## Action item
Among the lines below, how many carry the string "issues"? Reply with a number and nothing else.

Saved entries
---------------

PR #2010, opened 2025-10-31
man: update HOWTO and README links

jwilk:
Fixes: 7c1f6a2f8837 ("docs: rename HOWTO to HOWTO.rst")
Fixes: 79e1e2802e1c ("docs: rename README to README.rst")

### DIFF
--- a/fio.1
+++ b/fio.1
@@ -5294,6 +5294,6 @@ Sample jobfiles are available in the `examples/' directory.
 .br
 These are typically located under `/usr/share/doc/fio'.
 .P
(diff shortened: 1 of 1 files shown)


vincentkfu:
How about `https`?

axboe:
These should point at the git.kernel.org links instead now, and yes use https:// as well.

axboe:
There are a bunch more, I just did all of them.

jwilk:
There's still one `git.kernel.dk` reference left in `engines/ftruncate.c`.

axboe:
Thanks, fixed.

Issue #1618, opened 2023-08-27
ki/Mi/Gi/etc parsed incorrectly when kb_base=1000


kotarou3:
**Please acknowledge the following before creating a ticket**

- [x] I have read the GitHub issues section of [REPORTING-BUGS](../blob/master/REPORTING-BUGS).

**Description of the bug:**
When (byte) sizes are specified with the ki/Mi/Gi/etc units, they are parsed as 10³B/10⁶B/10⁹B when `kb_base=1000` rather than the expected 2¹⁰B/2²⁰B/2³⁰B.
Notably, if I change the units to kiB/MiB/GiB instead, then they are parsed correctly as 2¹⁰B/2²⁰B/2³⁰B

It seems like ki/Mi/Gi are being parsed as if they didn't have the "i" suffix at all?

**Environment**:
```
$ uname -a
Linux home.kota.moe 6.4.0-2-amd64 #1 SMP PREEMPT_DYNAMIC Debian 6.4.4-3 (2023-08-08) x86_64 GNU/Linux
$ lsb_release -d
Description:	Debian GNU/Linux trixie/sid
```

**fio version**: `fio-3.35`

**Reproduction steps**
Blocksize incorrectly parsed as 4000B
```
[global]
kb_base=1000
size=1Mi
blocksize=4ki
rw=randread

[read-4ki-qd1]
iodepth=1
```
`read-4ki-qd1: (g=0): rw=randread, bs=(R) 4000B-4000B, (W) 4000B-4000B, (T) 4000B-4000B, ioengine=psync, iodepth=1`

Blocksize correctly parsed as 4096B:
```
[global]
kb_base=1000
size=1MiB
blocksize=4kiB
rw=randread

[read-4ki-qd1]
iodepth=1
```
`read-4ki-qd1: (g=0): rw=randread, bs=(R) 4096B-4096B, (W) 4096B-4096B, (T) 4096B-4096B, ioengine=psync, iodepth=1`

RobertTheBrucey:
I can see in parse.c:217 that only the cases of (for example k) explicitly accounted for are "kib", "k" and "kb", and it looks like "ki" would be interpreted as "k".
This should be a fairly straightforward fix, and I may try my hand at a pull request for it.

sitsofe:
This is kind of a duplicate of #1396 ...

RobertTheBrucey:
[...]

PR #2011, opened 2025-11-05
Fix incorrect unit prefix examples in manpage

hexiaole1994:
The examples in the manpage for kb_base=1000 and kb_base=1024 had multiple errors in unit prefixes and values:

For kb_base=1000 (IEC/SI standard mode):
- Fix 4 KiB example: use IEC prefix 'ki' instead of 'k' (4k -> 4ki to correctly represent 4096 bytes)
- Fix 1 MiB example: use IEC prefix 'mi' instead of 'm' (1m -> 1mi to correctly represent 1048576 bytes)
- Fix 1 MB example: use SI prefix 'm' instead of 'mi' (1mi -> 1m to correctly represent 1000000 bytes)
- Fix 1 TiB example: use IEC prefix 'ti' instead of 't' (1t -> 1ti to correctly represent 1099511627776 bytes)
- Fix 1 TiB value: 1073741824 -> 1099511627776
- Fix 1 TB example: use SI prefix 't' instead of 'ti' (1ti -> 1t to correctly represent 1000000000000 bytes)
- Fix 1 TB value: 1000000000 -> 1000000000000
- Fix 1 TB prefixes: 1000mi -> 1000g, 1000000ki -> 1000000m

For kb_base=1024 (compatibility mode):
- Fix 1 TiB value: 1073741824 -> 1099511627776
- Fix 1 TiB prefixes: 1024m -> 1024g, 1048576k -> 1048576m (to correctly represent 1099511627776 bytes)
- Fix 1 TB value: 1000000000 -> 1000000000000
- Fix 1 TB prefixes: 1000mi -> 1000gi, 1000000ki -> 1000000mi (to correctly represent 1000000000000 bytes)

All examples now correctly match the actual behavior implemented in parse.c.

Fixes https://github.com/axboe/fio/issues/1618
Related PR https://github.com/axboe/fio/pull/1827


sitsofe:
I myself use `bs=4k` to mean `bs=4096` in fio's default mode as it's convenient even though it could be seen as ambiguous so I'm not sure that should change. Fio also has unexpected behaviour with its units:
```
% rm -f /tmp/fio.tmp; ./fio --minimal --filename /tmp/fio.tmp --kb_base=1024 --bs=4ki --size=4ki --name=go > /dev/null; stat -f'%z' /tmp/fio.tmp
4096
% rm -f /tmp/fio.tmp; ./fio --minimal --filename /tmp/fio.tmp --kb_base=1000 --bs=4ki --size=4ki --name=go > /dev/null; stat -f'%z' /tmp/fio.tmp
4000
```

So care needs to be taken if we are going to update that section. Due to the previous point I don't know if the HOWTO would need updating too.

---------------

## Completed exercise
2